## Data entries
----------

PR #2233, opened 2021-03-12
windows: load certificates from certificate store

xCuri0:
code adapted from curl. only loads the certificates once as it takes ~25ms on my system.

works without issues but i guess it will need improvements before can be merged

### DIFF
--- a/lib/plat/windows/private-lib-plat-windows.h
+++ b/lib/plat/windows/private-lib-plat-windows.h
@@ -68,6 +68,10 @@
 #include <afunix.h>
 #endif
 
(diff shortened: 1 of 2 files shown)


lws-team:
Thanks... yes some of the lws integration bits need adapting, but that doesn't change the value of getting the patch with the guts working.

Curl license is also MIT so there's no problem basing on some of their code, so long as we attribute it as you did here.

I modified the integration part and adapted the style, then tested on win 10, my openssl has its own trust bundle configured, this reported 25 (presumably, additional) certs from the platform store.

It's pushed on main.

Issue #2244, opened 2021-03-22
MT-Safe functions getgrgid_r, getgrnam_r, getpwuid_r, getpwnam_r


pavelxdd:
Hello. Consider changing functions `getgrgid` to `getgrgid_r`, `getgrnam` to `getgrnam_r`, `getpwuid` to `getpwuid_r` and `getpwnam` to `getpwnam_r` for multithread safety.

The current functions access the static memory internally which can cause races in multi-threaded applications.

----------

## What this task involves
Lines from the one containing "(diff shortened: 1 of 2 files shown)" through the final line of the entries above are to be output exactly; omit all others.

## Response to the task
(diff shortened: 1 of 2 files shown)


lws-team:
Thanks... yes some of the lws integration bits need adapting, but that doesn't change the value of getting the patch with the guts working.

Curl license is also MIT so there's no problem basing on some of their code, so long as we attribute it as you did here.

I modified the integration part and adapted the style, then tested on win 10, my openssl has its own trust bundle configured, this reported 25 (presumably, additional) certs from the platform store.

It's pushed on main.

Issue #2244, opened 2021-03-22
MT-Safe functions getgrgid_r, getgrnam_r, getpwuid_r, getpwnam_r


pavelxdd:
Hello. Consider changing functions `getgrgid` to `getgrgid_r`, `getgrnam` to `getgrnam_r`, `getpwuid` to `getpwuid_r` and `getpwnam` to `getpwnam_r` for multithread safety.

The current functions access the static memory internally which can cause races in multi-threaded applications.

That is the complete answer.